* _Task item_
Examine the entries and show every line in which the word "already" is found.

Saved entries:
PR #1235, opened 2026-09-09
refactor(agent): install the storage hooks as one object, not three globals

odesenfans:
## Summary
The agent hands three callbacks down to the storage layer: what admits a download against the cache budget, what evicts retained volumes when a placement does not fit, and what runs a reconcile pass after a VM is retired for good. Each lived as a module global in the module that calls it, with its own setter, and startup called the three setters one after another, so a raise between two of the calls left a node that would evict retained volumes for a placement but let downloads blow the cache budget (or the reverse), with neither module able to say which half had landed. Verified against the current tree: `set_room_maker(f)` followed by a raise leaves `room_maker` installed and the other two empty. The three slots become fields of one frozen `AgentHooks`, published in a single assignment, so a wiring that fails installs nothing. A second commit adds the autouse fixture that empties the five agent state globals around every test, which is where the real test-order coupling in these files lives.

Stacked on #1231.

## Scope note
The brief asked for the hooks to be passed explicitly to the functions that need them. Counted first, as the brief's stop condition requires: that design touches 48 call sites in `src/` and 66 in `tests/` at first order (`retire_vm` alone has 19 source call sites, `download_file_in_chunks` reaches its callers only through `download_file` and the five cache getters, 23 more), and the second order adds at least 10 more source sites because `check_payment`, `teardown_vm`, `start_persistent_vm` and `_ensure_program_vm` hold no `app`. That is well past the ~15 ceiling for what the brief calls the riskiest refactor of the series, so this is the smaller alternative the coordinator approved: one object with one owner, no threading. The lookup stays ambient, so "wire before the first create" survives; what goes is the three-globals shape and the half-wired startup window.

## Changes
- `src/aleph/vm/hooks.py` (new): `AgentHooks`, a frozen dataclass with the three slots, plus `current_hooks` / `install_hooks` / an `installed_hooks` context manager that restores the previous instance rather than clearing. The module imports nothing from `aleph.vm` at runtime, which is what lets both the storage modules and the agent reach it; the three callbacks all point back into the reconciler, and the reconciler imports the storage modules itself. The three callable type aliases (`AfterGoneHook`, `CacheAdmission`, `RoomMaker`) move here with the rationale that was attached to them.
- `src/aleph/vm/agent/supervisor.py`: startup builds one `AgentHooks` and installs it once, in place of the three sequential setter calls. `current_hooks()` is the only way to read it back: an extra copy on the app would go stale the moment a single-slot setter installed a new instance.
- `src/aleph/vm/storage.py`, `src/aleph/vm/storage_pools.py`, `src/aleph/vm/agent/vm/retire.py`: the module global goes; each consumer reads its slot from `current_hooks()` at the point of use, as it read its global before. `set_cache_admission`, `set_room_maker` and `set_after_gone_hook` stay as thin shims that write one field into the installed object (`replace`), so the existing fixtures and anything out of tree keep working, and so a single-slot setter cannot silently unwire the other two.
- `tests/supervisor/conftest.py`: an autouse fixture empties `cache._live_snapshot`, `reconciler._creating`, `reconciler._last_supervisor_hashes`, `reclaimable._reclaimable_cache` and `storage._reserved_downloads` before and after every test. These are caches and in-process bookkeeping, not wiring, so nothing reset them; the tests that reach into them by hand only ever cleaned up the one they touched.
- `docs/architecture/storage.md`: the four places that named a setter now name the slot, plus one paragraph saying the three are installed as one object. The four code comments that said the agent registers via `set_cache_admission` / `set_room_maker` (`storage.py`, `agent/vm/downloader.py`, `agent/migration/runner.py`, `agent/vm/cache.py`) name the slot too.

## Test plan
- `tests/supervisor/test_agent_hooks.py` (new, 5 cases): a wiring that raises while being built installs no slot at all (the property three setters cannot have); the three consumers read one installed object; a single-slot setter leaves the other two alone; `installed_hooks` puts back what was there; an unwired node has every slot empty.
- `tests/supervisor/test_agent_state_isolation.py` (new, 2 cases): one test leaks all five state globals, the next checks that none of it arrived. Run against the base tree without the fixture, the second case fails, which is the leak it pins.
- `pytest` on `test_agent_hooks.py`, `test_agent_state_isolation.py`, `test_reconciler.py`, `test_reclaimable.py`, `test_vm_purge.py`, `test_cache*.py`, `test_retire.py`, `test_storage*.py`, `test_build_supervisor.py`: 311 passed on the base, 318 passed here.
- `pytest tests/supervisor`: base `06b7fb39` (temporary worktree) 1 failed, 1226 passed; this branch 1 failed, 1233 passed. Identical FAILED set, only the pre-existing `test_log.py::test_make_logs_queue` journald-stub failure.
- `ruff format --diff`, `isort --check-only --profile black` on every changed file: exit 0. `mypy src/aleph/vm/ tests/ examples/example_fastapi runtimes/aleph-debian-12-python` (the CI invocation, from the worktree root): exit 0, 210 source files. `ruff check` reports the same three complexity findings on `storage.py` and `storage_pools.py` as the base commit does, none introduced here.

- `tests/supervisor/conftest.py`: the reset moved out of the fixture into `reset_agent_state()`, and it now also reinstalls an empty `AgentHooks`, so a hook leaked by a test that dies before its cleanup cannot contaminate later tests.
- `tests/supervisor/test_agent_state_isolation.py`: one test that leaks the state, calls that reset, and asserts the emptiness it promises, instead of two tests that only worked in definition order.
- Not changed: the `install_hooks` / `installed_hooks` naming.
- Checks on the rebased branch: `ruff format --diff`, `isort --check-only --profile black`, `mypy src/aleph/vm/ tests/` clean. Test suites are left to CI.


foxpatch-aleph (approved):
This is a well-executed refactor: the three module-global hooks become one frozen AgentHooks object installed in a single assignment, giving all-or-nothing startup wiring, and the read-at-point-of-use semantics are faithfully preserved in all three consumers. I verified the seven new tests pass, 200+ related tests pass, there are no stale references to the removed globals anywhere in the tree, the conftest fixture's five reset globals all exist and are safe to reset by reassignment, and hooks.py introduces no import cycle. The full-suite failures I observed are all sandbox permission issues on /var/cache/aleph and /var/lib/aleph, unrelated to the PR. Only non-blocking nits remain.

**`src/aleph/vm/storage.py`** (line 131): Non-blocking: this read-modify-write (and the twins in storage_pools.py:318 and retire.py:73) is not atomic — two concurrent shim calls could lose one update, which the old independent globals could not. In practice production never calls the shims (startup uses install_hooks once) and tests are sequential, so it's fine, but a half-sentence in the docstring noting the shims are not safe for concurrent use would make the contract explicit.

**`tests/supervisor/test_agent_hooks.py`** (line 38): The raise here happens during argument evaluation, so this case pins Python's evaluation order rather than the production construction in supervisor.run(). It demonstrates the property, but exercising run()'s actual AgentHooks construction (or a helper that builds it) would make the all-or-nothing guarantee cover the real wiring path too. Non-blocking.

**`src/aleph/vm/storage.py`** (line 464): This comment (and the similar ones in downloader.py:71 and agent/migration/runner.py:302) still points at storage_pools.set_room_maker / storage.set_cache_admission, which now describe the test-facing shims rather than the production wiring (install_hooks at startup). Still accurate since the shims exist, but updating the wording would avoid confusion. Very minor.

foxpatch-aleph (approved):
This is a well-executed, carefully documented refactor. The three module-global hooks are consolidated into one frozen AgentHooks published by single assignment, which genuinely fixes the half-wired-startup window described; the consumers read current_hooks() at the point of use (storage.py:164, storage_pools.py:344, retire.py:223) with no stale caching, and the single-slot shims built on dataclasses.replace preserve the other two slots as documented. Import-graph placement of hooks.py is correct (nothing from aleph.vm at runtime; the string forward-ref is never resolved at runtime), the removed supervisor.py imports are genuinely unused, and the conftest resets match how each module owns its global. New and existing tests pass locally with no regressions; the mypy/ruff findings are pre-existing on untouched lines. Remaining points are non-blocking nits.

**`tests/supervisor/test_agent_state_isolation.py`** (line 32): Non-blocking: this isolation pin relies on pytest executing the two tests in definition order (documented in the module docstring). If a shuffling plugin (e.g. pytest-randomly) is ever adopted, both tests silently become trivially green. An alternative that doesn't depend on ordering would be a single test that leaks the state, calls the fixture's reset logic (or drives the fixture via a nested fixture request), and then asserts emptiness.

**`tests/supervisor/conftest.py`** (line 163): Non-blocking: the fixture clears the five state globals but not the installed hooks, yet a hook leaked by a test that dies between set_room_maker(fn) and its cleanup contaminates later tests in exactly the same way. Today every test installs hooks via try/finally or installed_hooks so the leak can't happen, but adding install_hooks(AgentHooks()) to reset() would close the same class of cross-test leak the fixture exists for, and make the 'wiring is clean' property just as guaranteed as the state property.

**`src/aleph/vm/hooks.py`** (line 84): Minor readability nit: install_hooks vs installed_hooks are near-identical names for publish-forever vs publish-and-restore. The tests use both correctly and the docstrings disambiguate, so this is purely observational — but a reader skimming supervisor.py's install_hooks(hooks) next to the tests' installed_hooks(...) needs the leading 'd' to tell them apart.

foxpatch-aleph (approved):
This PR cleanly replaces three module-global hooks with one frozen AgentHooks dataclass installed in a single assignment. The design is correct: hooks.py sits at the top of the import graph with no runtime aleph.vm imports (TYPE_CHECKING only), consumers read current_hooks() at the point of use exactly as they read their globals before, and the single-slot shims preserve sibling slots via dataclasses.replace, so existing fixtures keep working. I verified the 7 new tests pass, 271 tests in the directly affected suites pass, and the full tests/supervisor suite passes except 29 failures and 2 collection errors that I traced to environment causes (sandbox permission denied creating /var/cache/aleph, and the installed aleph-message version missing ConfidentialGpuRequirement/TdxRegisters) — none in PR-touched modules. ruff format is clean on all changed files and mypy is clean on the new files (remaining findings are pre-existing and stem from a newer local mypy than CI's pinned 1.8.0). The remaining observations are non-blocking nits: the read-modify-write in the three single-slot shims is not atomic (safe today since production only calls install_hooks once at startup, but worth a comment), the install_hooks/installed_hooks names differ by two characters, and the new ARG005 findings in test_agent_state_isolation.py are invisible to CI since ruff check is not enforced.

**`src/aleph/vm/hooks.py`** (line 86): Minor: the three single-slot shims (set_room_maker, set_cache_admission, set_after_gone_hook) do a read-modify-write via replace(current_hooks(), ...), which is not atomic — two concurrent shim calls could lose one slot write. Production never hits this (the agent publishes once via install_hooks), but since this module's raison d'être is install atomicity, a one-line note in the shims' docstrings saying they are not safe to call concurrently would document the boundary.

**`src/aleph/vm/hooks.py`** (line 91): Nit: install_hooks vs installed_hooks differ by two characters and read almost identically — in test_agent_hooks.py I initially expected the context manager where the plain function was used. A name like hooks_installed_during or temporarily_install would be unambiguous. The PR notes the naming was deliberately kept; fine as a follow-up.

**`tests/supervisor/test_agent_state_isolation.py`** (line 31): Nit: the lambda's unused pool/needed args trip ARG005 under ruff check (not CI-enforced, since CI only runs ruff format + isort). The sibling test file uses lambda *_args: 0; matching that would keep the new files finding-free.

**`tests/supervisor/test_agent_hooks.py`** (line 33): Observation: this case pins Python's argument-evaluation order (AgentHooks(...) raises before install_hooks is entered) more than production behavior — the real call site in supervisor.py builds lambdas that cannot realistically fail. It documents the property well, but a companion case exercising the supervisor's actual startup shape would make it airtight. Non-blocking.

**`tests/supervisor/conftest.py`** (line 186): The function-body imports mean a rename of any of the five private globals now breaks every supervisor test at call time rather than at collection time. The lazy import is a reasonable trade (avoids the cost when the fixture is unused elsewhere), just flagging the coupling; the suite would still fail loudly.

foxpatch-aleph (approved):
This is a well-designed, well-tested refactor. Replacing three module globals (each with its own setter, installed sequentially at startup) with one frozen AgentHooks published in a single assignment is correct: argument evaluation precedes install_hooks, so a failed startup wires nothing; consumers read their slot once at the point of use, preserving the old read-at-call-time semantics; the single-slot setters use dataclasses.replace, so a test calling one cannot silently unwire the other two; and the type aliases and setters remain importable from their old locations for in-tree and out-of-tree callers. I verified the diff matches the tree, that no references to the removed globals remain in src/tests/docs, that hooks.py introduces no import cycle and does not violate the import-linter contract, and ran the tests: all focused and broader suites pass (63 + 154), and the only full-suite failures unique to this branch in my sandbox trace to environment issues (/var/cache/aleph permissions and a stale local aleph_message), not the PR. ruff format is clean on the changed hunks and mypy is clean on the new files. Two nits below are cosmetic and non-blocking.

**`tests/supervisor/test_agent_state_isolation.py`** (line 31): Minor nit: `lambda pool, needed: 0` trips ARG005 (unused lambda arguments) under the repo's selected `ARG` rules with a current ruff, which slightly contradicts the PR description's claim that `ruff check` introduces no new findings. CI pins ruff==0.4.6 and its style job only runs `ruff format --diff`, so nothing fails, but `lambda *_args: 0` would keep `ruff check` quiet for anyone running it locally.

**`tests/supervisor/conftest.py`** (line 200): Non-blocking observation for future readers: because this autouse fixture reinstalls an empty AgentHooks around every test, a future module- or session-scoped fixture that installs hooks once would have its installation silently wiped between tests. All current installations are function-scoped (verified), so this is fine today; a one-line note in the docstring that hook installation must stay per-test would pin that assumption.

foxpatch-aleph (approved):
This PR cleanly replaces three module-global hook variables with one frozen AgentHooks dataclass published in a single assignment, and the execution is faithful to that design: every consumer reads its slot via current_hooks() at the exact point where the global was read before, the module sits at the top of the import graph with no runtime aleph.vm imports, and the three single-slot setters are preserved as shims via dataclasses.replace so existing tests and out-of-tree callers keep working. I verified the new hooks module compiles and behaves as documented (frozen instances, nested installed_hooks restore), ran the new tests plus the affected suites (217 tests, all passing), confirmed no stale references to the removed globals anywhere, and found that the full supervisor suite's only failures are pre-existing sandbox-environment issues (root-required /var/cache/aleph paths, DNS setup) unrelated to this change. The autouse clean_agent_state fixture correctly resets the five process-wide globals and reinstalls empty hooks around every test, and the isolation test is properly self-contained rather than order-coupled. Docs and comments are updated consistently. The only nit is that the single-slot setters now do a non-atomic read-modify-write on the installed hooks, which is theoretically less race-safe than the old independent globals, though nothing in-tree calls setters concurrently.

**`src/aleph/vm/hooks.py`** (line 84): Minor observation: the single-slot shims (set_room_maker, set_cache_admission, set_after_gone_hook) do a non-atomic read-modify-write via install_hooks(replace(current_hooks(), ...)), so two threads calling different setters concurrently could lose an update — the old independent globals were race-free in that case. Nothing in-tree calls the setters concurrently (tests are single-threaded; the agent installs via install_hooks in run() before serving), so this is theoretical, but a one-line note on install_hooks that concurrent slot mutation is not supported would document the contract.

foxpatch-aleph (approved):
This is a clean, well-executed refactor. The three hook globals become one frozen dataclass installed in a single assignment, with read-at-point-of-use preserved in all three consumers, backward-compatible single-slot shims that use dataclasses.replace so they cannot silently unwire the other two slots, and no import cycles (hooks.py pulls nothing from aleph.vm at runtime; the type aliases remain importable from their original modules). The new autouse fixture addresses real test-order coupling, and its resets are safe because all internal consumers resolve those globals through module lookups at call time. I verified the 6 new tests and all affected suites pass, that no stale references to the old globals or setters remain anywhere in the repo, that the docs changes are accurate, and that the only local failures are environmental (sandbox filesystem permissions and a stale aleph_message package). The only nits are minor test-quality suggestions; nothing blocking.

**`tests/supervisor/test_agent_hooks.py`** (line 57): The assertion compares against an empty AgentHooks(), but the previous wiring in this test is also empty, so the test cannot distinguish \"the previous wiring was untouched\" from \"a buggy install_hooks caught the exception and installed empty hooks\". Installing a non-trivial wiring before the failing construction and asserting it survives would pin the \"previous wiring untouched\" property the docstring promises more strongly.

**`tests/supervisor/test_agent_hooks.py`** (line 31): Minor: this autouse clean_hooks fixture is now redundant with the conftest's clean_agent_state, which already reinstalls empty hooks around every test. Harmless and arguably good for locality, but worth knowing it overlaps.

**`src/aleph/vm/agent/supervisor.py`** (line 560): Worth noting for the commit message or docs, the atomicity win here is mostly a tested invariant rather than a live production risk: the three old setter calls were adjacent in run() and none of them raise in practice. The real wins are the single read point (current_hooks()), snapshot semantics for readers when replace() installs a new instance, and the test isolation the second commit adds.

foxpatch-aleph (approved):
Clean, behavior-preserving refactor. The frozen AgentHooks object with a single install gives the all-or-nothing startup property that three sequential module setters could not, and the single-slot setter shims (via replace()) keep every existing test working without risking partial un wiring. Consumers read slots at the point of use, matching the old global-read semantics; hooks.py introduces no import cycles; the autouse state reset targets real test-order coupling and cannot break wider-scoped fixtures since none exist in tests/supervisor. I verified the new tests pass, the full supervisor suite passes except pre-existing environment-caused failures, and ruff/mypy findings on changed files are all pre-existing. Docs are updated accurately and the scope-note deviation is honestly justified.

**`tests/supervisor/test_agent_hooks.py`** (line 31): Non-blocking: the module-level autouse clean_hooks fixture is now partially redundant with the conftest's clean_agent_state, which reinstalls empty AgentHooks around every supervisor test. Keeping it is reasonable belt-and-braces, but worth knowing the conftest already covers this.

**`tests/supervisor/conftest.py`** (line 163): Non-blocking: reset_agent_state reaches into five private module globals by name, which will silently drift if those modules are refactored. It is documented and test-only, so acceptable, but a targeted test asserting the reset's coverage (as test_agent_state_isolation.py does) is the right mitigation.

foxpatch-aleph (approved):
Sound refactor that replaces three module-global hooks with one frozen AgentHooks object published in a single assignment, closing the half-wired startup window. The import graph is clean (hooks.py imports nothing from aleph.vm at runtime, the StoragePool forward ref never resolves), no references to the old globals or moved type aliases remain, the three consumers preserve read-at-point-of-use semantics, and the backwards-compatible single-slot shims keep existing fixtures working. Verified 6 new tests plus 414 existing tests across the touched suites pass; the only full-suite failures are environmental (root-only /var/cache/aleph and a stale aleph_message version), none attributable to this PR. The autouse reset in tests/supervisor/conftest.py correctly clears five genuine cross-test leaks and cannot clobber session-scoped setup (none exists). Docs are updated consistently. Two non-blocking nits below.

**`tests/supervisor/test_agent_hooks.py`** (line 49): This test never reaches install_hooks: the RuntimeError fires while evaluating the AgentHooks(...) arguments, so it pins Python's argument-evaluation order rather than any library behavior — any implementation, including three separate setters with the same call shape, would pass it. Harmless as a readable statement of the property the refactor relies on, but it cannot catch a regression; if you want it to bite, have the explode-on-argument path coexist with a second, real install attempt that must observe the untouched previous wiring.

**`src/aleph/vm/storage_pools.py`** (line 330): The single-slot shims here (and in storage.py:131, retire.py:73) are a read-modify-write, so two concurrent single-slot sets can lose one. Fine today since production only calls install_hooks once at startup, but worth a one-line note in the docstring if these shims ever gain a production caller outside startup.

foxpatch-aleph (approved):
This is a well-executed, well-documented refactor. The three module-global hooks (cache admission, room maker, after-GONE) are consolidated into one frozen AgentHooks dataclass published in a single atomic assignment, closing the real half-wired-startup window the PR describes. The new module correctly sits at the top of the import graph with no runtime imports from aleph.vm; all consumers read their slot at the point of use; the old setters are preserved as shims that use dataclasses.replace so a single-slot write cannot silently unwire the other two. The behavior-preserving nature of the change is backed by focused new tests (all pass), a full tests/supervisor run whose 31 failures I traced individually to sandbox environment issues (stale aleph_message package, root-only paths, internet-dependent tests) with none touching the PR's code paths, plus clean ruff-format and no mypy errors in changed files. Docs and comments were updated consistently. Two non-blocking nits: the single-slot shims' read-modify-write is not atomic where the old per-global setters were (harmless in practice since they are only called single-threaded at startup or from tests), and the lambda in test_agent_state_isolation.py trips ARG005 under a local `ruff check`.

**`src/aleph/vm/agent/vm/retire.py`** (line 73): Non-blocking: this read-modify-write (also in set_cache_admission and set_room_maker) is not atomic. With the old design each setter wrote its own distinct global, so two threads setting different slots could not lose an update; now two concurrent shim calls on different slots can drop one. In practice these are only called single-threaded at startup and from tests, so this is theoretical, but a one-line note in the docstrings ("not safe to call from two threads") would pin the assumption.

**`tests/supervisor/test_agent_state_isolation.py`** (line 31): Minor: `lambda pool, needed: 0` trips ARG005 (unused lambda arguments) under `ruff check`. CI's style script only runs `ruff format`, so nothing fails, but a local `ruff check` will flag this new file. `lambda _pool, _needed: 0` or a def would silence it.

* _Response_
**`tests/supervisor/test_agent_hooks.py`** (line 31): Minor: this autouse clean_hooks fixture is now redundant with the conftest's clean_agent_state, which already reinstalls empty hooks around every test. Harmless and arguably good for locality, but worth knowing it overlaps.
**`tests/supervisor/test_agent_hooks.py`** (line 31): Non-blocking: the module-level autouse clean_hooks fixture is now partially redundant with the conftest's clean_agent_state, which reinstalls empty AgentHooks around every supervisor test. Keeping it is reasonable belt-and-braces, but worth knowing the conftest already covers this.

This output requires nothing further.